Let’s look at a sample snippet that allows us to demonstrate this using numpy and pandas.

Python 3.10.4

import numpy as np
import pandas as pd


def handle_outliers(sensor_data, threshold=3):
    """
    Handle outliers in manufacturing sensor data using robust statistical methods
    
    Parameters:
    sensor_data (pd.Series): Time series of sensor readings
    threshold (float): Z-score threshold for outlier detection
    
    Returns:
    tuple: (cleaned_data, outlier_indices, replaced_values)
    """
    # Calculate rolling statistics
    rolling_mean = sensor_data.rolling(window=24, center=True).mean()
    rolling_std = sensor_data.rolling(window=24, center=True).std()
    
    # Calculate z-scores
    z_scores = np.abs((sensor_data - rolling_mean) / rolling_std)
    
    # Identify outliers
    outlier_indices = z_scores > threshold
    
    # Replace outliers with rolling mean
    cleaned_data = sensor_data.copy()
    cleaned_data[outlier_indices] = rolling_mean[outlier_indices]
    
    # Store replaced values for verification
    replaced_values = sensor_data[outlier_indices]
    
    return cleaned_data, outlier_indices, replaced_values

def initialize_outlier_data():
    """Initialize sample manufacturing sensor data with outliers"""
    np.random.seed(42)
    dates = pd.date_range(start='2024-01-01', periods=1000, freq='H')
    base_signal = np.sin(np.linspace(0, 100, 1000)) * 10
    noise = np.random.normal(0, 1, 1000)
    
    # Add artificial outliers
    outlier_indices = np.random.choice(1000, 50, replace=False)
    noise[outlier_indices] *= 10
    
    sensor_data = pd.Series(base_signal + noise, index=dates)
    return sensor_data

# Example usage for Question 3
outlier_data = initialize_outlier_data()
cleaned_data, outliers, replaced = handle_outliers(outlier_data)
print(f"Number of outliers detected: {outliers.sum()}")

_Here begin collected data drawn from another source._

PR #4553, opened 2025-08-01
[immutable-arraybuffer] ArrayBuffer.prototype.sliceToImmutable

gibson042:
Ref #4509

> - [x] `ArrayBuffer.prototype.sliceToImmutable`
>   - [x] `verifyPrimordialCallableProperty(ArrayBuffer.prototype, "sliceToImmutable", "sliceToImmutable", 2);`
>   - [x] brand-checking (throws TypeError unless receiver is an ArrayBuffer and not a SharedArrayBuffer), before resolving bounds
>   - [x] throws TypeError if receiver is detached, before resolving bounds
>   - [x] resolves bounds after passing the preceding checks—first _start_, clamping negative values to [0, _len_ - 1] and positive values to [0, _len_], then _end_, defaulting to _len_ and clamping negative values to [0, _len_ - 1] and positive values to [0, _len_] (and capturing _len_ before coercing either _start_ or _end_)
>   - [x] throws TypeError if receiver was detached by bounds resolution, after bounds resolution
>   - [x] throws RangeError if length < specified upper bound, after passing the second detachment check and even if length was ≥ specified upper bound until bounds resolution
>   - [x] returns an immutable ArrayBuffer with the correct length and contents (both unaffected by subsequent changes to the original receiver, including detachment)

### DIFF
--- a/test/built-ins/ArrayBuffer/prototype/sliceToImmutable/argument-coercion.js
+++ b/test/built-ins/ArrayBuffer/prototype/sliceToImmutable/argument-coercion.js
@@ -1,0 +1,363 @@
+// Copyright (C) 2025 Richard Gibson. All rights reserved.
+// This code is governed by the BSD license found in the LICENSE file.
+
+/*---
+esid: sec-arraybuffer.prototype.slicetoimmutable
+description: >
+  Requested start and end are coerced to integers and checked for validity, then
+  (if valid) an immutable ArrayBuffer with the correct length and contents is
+  returned
+info: |
+  ArrayBuffer.prototype.sliceToImmutable ( start, end )
+  ...
+  5. Let len be O.[[ArrayBufferByteLength]].
+  6. Let bounds be ? ResolveBounds(len, start, end).
+  7. Let first be bounds.[[From]].
+  8. Let final be bounds.[[To]].
+  9. Let newLen be max(final - first, 0).
+  ...
+  12. Let fromBuf be O.[[ArrayBufferData]].
+  13. Let currentLen be O.[[ArrayBufferByteLength]].
+  14. If currentLen < final, throw a RangeError exception.
+  15. Let newBuffer be ? AllocateImmutableArrayBuffer(%ArrayBuffer%, newLen, fromBuf, first, newLen).
+  16. Return newBuffer.
+
+  ResolveBounds ( len, start, end )
+  1. Let relativeStart be ? ToIntegerOrInfinity(start).
+  2. If relativeStart = -∞, let from be 0.
+  3. Else if relativeStart < 0, let from be max(len + relativeStart, 0).
+  4. Else, let from be min(relativeStart, len).
+  5. If end is undefined, let relativeEnd be len; else let relativeEnd be ? ToIntegerOrInfinity(end).
+  6. If relativeEnd = -∞, let to be 0.
+  7. Else if relativeEnd < 0, let to be max(len + relativeEnd, 0).
+  8. Else, let to be min(relativeEnd, len).
+  9. Return the Record { [[From]]: from, [[To]]: to }.
+
+  ToIntegerOrInfinity ( argument )
+  1. Let number be ? ToNumber(argument).
+  2. If number is one of NaN, +0𝔽, or -0𝔽, return 0.
+  3. If number is +∞𝔽, return +∞.
+  4. If number is -∞𝔽, return -∞.
+  5. Return truncate(ℝ(number)).
+features: [immutable-arraybuffer]
+includes: [compareArray.js]
+---*/
+
+var ab = new ArrayBuffer(8);
+assert.sameValue(ab.sliceToImmutable().byteLength, 8,
+  "Must default to receiver byteLength.");
+ab = new ArrayBuffer(8);
+assert.sameValue(ab.sliceToImmutable(undefined, undefined).byteLength, 8,
+  "Must default (undefined, undefined) to receiver byteLength.");
+
+function repr(value) {
+  if (typeof value === "string") return JSON.stringify(value);
+  if (typeof value === "bigint") return String(value) + "n";
+  if (!value && 1/value === -Infinity) return "-0";
+  return String(value);
+}
+
+function make32ByteArrayBuffer() {
+  var ab = new ArrayBuffer(32);
+  var view = new Uint8Array(ab);
+  for (var i = 0; i < 8; i++) view[i] = i + 1;
+  return ab;
+}
+
+var goodInputs = [
+  // Unmodified non-negative integral numbers
+  [0, 0],
+  [1, 1],
+  [10, 10],
+  // Truncated non-negative integral numbers
+  [0.9, 0],
+  [1.9, 1],
+  [-0.9, 0],
+  // Negative integral numbers
+  [-1, -1],
+  [-1.9, -1],
+  [-2.9, -2],
+  // Coerced to integral numbers
+  [-0, 0],
+  [null, 0],
+  [false, 0],
+  [true, 1],
+  ["", 0],
+  ["8", 8],
+  ["+9", 9],
+  ["-9", -9],
+  ["10e0", 10],
+  ["+1.1E+1", 11],
+  ["+.12e2", 12],
+  ["130e-1", 13],
+  ["0b1110", 14],
+  ["0XF", 15],
+  ["0xf", 15],
+  ["0o20", 16],
+  // Coerced to NaN and mapped to 0
+  [NaN, 0],
+  ["7up", 0],
+  ["1_0", 0],
+  ["0x00_ff", 0],
+  // Clamped
+  [-32, 0],
+  ["-32", 0],
+  [-Infinity, 0],
+  ["-Infinity", 0],
+  [33, 32],
+  ["33", 32],
+  [9007199254740992, 32], // Math.pow(2, 53) = 9007199254740992
+  ["9007199254740992", 32], // Math.pow(2, 53) = 9007199254740992
+  [Infinity, 32],
+  ["Infinity", 32]
+];
+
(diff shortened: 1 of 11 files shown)


test/built-ins/ArrayBuffer/prototype/sliceToImmutable/this-is-sharedarraybuffer.js
```diff
@@ -0,0 +1,38 @@
...
+  ArrayBuffer.prototype.sliceToImmutable ( start, end )
+  1. Let O be the this value.
+  2. Perform ? RequireInternalSlot(O, [[ArrayBufferData]]).
+  3. If IsSharedArrayBuffer(O) is true, throw a TypeError exception.
+features: [SharedArrayBuffer, ArrayBuffer, immutable-arraybuffer]
+includes: [compareArray.js]
+---*/
+
+var fn = ArrayBuffer.prototype.sliceToImmutable;
+assert.sameValue(typeof fn, "function", "Method must exist.");
```
ptomato, line 17:
```suggestion
```
I think this is sufficiently implied by the `immutable-arraybuffer` feature flag.

test/built-ins/ArrayBuffer/prototype/sliceToImmutable/this-is-not-object.js
```diff
@@ -0,0 +1,53 @@
...
+info: |
+  ArrayBuffer.prototype.sliceToImmutable ( start, end )
+  1. Let O be the this value.
+  2. Perform ? RequireInternalSlot(O, [[ArrayBufferData]]).
+features: [ArrayBuffer, immutable-arraybuffer]
+includes: [compareArray.js]
+---*/
+
+var fn = ArrayBuffer.prototype.sliceToImmutable;
+assert.sameValue(typeof fn, "function", "Method must exist.");
```
ptomato, line 16: Ditto

test/built-ins/ArrayBuffer/prototype/sliceToImmutable/this-is-not-object.js
```diff
@@ -0,0 +1,53 @@
...
+  ["true", true],
+  ["false", false],
+  typeof Symbol === "undefined" ? undefined : ["unique symbol", Symbol("1")],
+  typeof Symbol === "undefined" || !Symbol.for ? undefined : ["registered symbol", Symbol.for("1")],
+  typeof BigInt === "undefined" ? undefined : ["bigint", BigInt(1)]
+];
+
+for (var i = 0; i < badReceivers.length; i++) {
+  var label = badReceivers[i][0];
+  var value = badReceivers[i][1];
```
ptomato, line 46: This will break on implementations without Symbol or BigInt, I think you probably want `if (!badReceivers[i]) continue;`

test/built-ins/ArrayBuffer/prototype/sliceToImmutable/this-has-no-arraybufferdata-internal.js
```diff
@@ -0,0 +1,66 @@
...
+info: |
+  ArrayBuffer.prototype.sliceToImmutable ( start, end )
+  1. Let O be the this value.
+  2. Perform ? RequireInternalSlot(O, [[ArrayBufferData]]).
+features: [DataView, Int8Array, ArrayBuffer, immutable-arraybuffer]
+includes: [compareArray.js]
+---*/
+
+var fn = ArrayBuffer.prototype.sliceToImmutable;
+assert.sameValue(typeof fn, "function", "Method must exist.");
```
ptomato, line 18: Already implied by feature flag.

test/built-ins/ArrayBuffer/prototype/sliceToImmutable/argument-coercion.js
```diff
@@ -0,0 +1,369 @@
...
+    var intLength = intEnd - intStart;
+    var source = make32ByteArrayBuffer();
+    var expectContents = Array.from(new Uint8Array(source)).slice(rawStart, rawEnd);
+    var dest = source.sliceToImmutable(rawStart, rawEnd);
+    assert.sameValue(dest.byteLength, intLength,
+      "sliceToImmutable(" + repr(rawStart) + ", " + repr(rawEnd) + ")");
+    assert.compareArray(new Uint8Array(dest), expectContents,
+      "sliceToImmutable(" + repr(rawStart) + ", " + repr(rawEnd) + ")");
+    assert.sameValue(dest.immutable, true,
+      "sliceToImmutable(" + repr(rawStart) + ", " + repr(rawEnd) + ")");
```
ptomato: Minor suggestion, add something to these assertion messages to distinguish which assertion is failing (byte length, contents, or immutability) (Same for below)

ptomato (approved):
Minor comments, feel free to merge when resolved

test/built-ins/ArrayBuffer/prototype/sliceToImmutable/modify-source-after-return.js
```diff
@@ -0,0 +1,37 @@
...
+  16. Return newBuffer.
+features: [immutable-arraybuffer]
+includes: [compareArray.js, detachArrayBuffer.js]
+---*/
+
+var source = new ArrayBuffer(8, { maxByteLength: 8 });
+var view = new Uint8Array(source);
+for (var i = 0; i < 8; i++) view[i] = i + 1;
+
+var dest = new ArrayBuffer.sliceToImmutable();
```
iamstolis: `new ArrayBuffer.sliceToImmutable()` makes no sense. I guess it should be something like `source.sliceToImmutable()`.

test/built-ins/ArrayBuffer/prototype/sliceToImmutable/argument-coercion.js
```diff
@@ -0,0 +1,369 @@
...
+  "Must default (undefined, undefined) to receiver byteLength.");
+
+function repr(value) {
+  if (typeof value === "string") return JSON.stringify(value);
+  if (typeof value === "bigint") return String(value) + "n";
+  if (!value && 1/value === -Infinity) return "-0";
+  return String(value);
+}
+
+var make32ByteArrayBuffer() {
```
iamstolis: Typo? `var make32ByteArrayBuffer()` -> `function make32ByteArrayBuffer()`

test/built-ins/ArrayBuffer/prototype/sliceToImmutable/argument-coercion.js
```diff
@@ -0,0 +1,369 @@
...
+  ["Infinity", 32]
+];
+
+for (var i = 0; i < goodInputs.length; i++) {
+  var rawStart = goodInputs[i][0];
+  var intStart = goodInputs[i][1];
+  for (var j = 0; j < goodInputs.length; j++) {
+    var rawEnd = goodInputs[j][0];
+    var intEnd = goodInputs[j][1];
+    var intLength = intEnd - intStart;
```
iamstolis: This is not a correct calculation of the length of the slice. It does not work when `intStart` or `intEnd` is negative or when `intStart > intEnd`. Note that there is the same problem on lines 151 and 170.

test/built-ins/ArrayBuffer/prototype/sliceToImmutable/argument-coercion.js
```diff
@@ -0,0 +1,369 @@
...
+      "sliceToImmutable" + reprArgs("[Symbol.toPrimitive]", "[Symbol.toPrimitive]"));
+    assert.compareArray(new Uint8Array(dest), expectContents,
+      "sliceToImmutable" + reprArgs("[Symbol.toPrimitive]", "[Symbol.toPrimitive]"));
+    assert.sameValue(dest.immutable, true,
+      "sliceToImmutable" + reprArgs("[Symbol.toPrimitive]", "[Symbol.toPrimitive]"));
+    assert.compareArray(
+      calls,
+      ["start[Symbol.toPrimitive](number)", "end[Symbol.toPrimitive](number)"],
+      "sliceToImmutable" + reprArgs("[Symbol.toPrimitive]", "[Symbol.toPrimitive]"));
+    );
```
iamstolis: SyntaxError, duplicate `);` (here and on the previous line). There is the same problem on lines 316 and 324.

test/built-ins/ArrayBuffer/prototype/sliceToImmutable/argument-coercion.js
```diff
@@ -0,0 +1,369 @@
...
+  }
+}
+
+var badInputs = [
+  // Out of range numbers
+  [-1, RangeError],
+  [9007199254740992, RangeError], // Math.pow(2, 53) = 9007199254740992
+  [Infinity, RangeError],
+  [-Infinity, RangeError],
```
iamstolis, line 290: I don't see why would these inputs caused `RangeError`s.

iamstolis: I don't see why would these out of range numbers caused `RangeError`s.

test/built-ins/ArrayBuffer/prototype/sliceToImmutable/argument-coercion.js
iamstolis: This comment is marked as resolved, but it seems that just the negative `intStart` and `intEnd` are fixed. The current version is using
```
var intLength =
      (intEnd >= 0 ? intEnd : 32 + intEnd) - (intStart >= 0 ? intStart : 32 + intStart);
```
which is still incorrect when `intStart > intEnd`. `intLength` should be maximum of 0 and the current value, I guess.

gibson042: Ah shoot, you're right. Followup PR: #5049.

Let’s look at it in detail:

handle_outliers(sensor_data, threshold=3): This function detects and corrects outliers in a time series of manufacturing sensor data using rolling statistics and z-score analysis.

Lines 17–18: Compute the rolling mean and standard deviation using a 24-hour window (assuming hourly data) with center=True to align the window around each point.
Line 21: Calculate z-scores for each data point, i.e., how many standard deviations away each value is from the local mean.
Line 24: Mark data points as outliers if their absolute z-score is greater than the specified threshold. The default threshold is three, which aligns with the “3-sigma rule” often used in statistical quality control.
Lines 27–28: Create a copy of the original data and replace outlier values with the corresponding values from the rolling mean.
Line 31: Store the original outlier values that were replaced.
Line 33: Return the cleaned data, a boolean mask of outlier positions, and the list of values that were replaced.

initialize_outlier_data(): This function simulates a noisy sensor dataset with injected outliers for testing purposes.

Lines 37–40: Create a sine-wave-based signal simulating a manufacturing process. Add standard Gaussian noise for realism.
Lines 43–44: Randomly select 50 time steps and amplify their noise by a factor of 10 to create artificial outliers. This step simulates sensor glitches or anomalies.
Line 46: Combine the base signal and noise into a pandas Series with hourly timestamps as the index.